YOUR ASSIGNMENT
Identify, in the records below, every line where the string "client" appears, and copy each such line.

#####

PR #10340, opened 2025-06-10
Optimize quad rendering by grouping quads

AssassinTee:
With the pipeline in place we now after setup, if any quads in a quadlayer are animated or not. If none of them are animated, we can optimize their rendering by pushing their location and color.

This only applies to vulkan and OpenGL 3.3, falls back to default rendering in OpenGL 3 and 1

## Vulkan:
Before ~160 FPS:
screenshot_2025-06-10_15-14-48

After >1300 FPS (depends on zoom level):
screenshot_2025-06-11_12-02-48

## OpenGL 3.3
Before ~36 FPS (no screenshot)

After ~ 1100 FPS:
screenshot_2025-06-11_16-08-02

@Jupeyy 

## Checklist

### DIFF
--- a/data/shader/quad.vert
+++ b/data/shader/quad.vert
@@ -6,13 +6,18 @@ layout (location = 2) in vec2 inVertexTexCoord;
 
 uniform mat4x2 gPos;
 
+#ifdef TW_QUAD_GROUPED
+uniform vec2 gOffsets[1];
+uniform float gRotations[1];
+#else
 uniform vec2 gOffsets[TW_MAX_QUADS];
 uniform float gRotations[TW_MAX_QUADS];
-
 uniform int gQuadOffset;
+flat out int QuadIndex;
+#endif
 
 noperspective out vec4 QuadColor;
-flat out int QuadIndex;
+
 #ifdef TW_QUAD_TEXTURED
 noperspective out vec2 TexCoord;
 #endif
@@ -20,9 +25,12 @@ noperspective out vec2 TexCoord;
 void main()
 {
 	vec2 FinalPos = vec2(inVertex.xy);
-	
-	int TmpQuadIndex = int(gl_VertexID / 4) - gQuadOffset;
 
+#ifndef TW_QUAD_GROUPED
+	int TmpQuadIndex = int(gl_VertexID / 4) - gQuadOffset;
+#else
+#define TmpQuadIndex 0
+#endif
 	if(gRotations[TmpQuadIndex] != 0.0)
 	{
 		float X = FinalPos.x - inVertex.z;
@@ -31,13 +39,16 @@ void main()
 		FinalPos.x = X * cos(gRotations[TmpQuadIndex]) - Y * sin(gRotations[TmpQuadIndex]) + inVertex.z;
 		FinalPos.y = X * sin(gRotations[TmpQuadIndex]) + Y * cos(gRotations[TmpQuadIndex]) + inVertex.w;
 	}
-	
 	FinalPos.x = FinalPos.x / 1024.0 + gOffsets[TmpQuadIndex].x;
 	FinalPos.y = FinalPos.y / 1024.0 + gOffsets[TmpQuadIndex].y;
 
+#ifndef TW_QUAD_GROUPED
+	QuadIndex = TmpQuadIndex;
+#endif
+
 	gl_Position = vec4(gPos * vec4(FinalPos, 0.0, 1.0), 0.0, 1.0);
 	QuadColor = inColor;
-	QuadIndex = TmpQuadIndex;
+
 #ifdef TW_QUAD_TEXTURED
 	TexCoord = inVertexTexCoord;
 #endif
--- a/src/engine/client/backend/opengl/backend_opengl.cpp
+++ b/src/engine/client/backend/opengl/backend_opengl.cpp
@@ -1093,7 +1093,8 @@ ERunCommandReturnTypes CCommandProcessorFragment_OpenGL::RunCommand(const CComma
 
 	case CCommandBuffer::CMD_RENDER_TILE_LAYER: Cmd_RenderTileLayer(static_cast<const CCommandBuffer::SCommand_RenderTileLayer *>(pBaseCommand)); break;
 	case CCommandBuffer::CMD_RENDER_BORDER_TILE: Cmd_RenderBorderTile(static_cast<const CCommandBuffer::SCommand_RenderBorderTile *>(pBaseCommand)); break;
-	case CCommandBuffer::CMD_RENDER_QUAD_LAYER: Cmd_RenderQuadLayer(static_cast<const CCommandBuffer::SCommand_RenderQuadLayer *>(pBaseCommand)); break;
+	case CCommandBuffer::CMD_RENDER_QUAD_LAYER: Cmd_RenderQuadLayer(static_cast<const CCommandBuffer::SCommand_RenderQuadLayer *>(pBaseCommand), false); break;
+	case CCommandBuffer::CMD_RENDER_QUAD_LAYER_GROUPED: Cmd_RenderQuadLayer(static_cast<const CCommandBuffer::SCommand_RenderQuadLayer *>(pBaseCommand), true); break;
 	case CCommandBuffer::CMD_RENDER_TEXT: Cmd_RenderText(static_cast<const CCommandBuffer::SCommand_RenderText *>(pBaseCommand)); break;
 	case CCommandBuffer::CMD_RENDER_QUAD_CONTAINER: Cmd_RenderQuadContainer(static_cast<const CCommandBuffer::SCommand_RenderQuadContainer *>(pBaseCommand)); break;
 	case CCommandBuffer::CMD_RENDER_QUAD_CONTAINER_EX: Cmd_RenderQuadContainerEx(static_cast<const CCommandBuffer::SCommand_RenderQuadContainerEx *>(pBaseCommand)); break;
--- a/src/engine/client/backend/opengl/backend_opengl.h
+++ b/src/engine/client/backend/opengl/backend_opengl.h
@@ -115,7 +115,7 @@ protected:
 
 	virtual void Cmd_RenderTileLayer(const CCommandBuffer::SCommand_RenderTileLayer *pCommand) { dbg_assert(false, "Call of unsupported Cmd_RenderTileLayer"); }
 	virtual void Cmd_RenderBorderTile(const CCommandBuffer::SCommand_RenderBorderTile *pCommand) { dbg_assert(false, "Call of unsupported Cmd_RenderBorderTile"); }
-	virtual void Cmd_RenderQuadLayer(const CCommandBuffer::SCommand_RenderQuadLayer *pCommand) { dbg_assert(false, "Call of unsupported Cmd_RenderQuadLayer"); }
+	virtual void Cmd_RenderQuadLayer(const CCommandBuffer::SCommand_RenderQuadLayer *pCommand, bool Grouped) { dbg_assert(false, "Call of unsupported Cmd_RenderQuadLayer"); }
 	virtual void Cmd_RenderText(const CCommandBuffer::SCommand_RenderText *pCommand) { dbg_assert(false, "Call of unsupported Cmd_RenderText"); }
 	virtual void Cmd_RenderQuadContainer(const CCommandBuffer::SCommand_RenderQuadContainer *pCommand) { dbg_assert(false, "Call of unsupported Cmd_RenderQuadContainer"); }
 	virtual void Cmd_RenderQuadContainerEx(const CCommandBuffer::SCommand_RenderQuadContainerEx *pCommand) { dbg_assert(false, "Call of unsupported Cmd_RenderQuadContainerEx"); }
--- a/src/engine/client/backend/opengl/backend_opengl3.cpp
+++ b/src/engine/client/backend/opengl/backend_opengl3.cpp
@@ -104,6 +104,8 @@ bool CCommandProcessorFragment_OpenGL3_3::Cmd_Init(const SCommand_Init *pCommand
 	m_pBorderTileProgramTextured = new CGLSLTileProgram;
 	m_pQuadProgram = new CGLSLQuadProgram;
 	m_pQuadProgramTextured = new CGLSLQuadProgram;
+	m_pQuadProgramGrouped = new CGLSLQuadProgram;
+	m_pQuadProgramTexturedGrouped = new CGLSLQuadProgram;
 	m_pTextProgram = new CGLSLTextProgram;
 	m_pPrimitiveExProgram = new CGLSLPrimitiveExProgram;
 	m_pPrimitiveExProgramTextured = new CGLSLPrimitiveExProgram;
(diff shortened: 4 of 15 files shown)


src/engine/client/backend/opengl/backend_opengl.cpp
```diff
@@ -1094,6 +1094,7 @@ ERunCommandReturnTypes CCommandProcessorFragment_OpenGL::RunCommand(const CComma
 	case CCommandBuffer::CMD_RENDER_TILE_LAYER: Cmd_RenderTileLayer(static_cast<const CCommandBuffer::SCommand_RenderTileLayer *>(pBaseCommand)); break;
 	case CCommandBuffer::CMD_RENDER_BORDER_TILE: Cmd_RenderBorderTile(static_cast<const CCommandBuffer::SCommand_RenderBorderTile *>(pBaseCommand)); break;
 	case CCommandBuffer::CMD_RENDER_QUAD_LAYER: Cmd_RenderQuadLayer(static_cast<const CCommandBuffer::SCommand_RenderQuadLayer *>(pBaseCommand)); break;
+	case CCommandBuffer::CMD_RENDER_QUAD_LAYER_PUSH: Cmd_RenderQuadLayer(static_cast<const CCommandBuffer::SCommand_RenderQuadLayer *>(pBaseCommand)); break; // same ad default, ignore push
```
AssassinTee: same `as` default, ...

src/engine/client/graphics_threaded.cpp
```diff
@@ -1395,25 +1395,38 @@ void CGraphics_Threaded::RenderBorderTiles(int BufferContainerIndex, const Color
...
+	CCommandBuffer::SCommand_RenderQuadLayer Cmd(Push);
 	Cmd.m_State = m_State;
 	Cmd.m_QuadNum = QuadNum;
 	Cmd.m_QuadOffset = QuadOffset;
 	Cmd.m_BufferContainerIndex = BufferContainerIndex;
-	Cmd.m_pQuadInfo = (SQuadRenderInfo *)AllocCommandBufferData(Cmd.m_QuadNum * sizeof(SQuadRenderInfo));
+	if(!Push)
+	{
+		Cmd.m_pQuadInfo = (SQuadRenderInfo *)AllocCommandBufferData(Cmd.m_QuadNum * sizeof(SQuadRenderInfo));
+		mem_copy(Cmd.m_pQuadInfo, pQuadInfo, sizeof(SQuadRenderInfo) * QuadNum);
```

#####

WRITTEN RESPONSE
--- a/src/engine/client/backend/opengl/backend_opengl.cpp
+++ b/src/engine/client/backend/opengl/backend_opengl.cpp
--- a/src/engine/client/backend/opengl/backend_opengl.h
+++ b/src/engine/client/backend/opengl/backend_opengl.h
--- a/src/engine/client/backend/opengl/backend_opengl3.cpp
+++ b/src/engine/client/backend/opengl/backend_opengl3.cpp
src/engine/client/backend/opengl/backend_opengl.cpp
src/engine/client/graphics_threaded.cpp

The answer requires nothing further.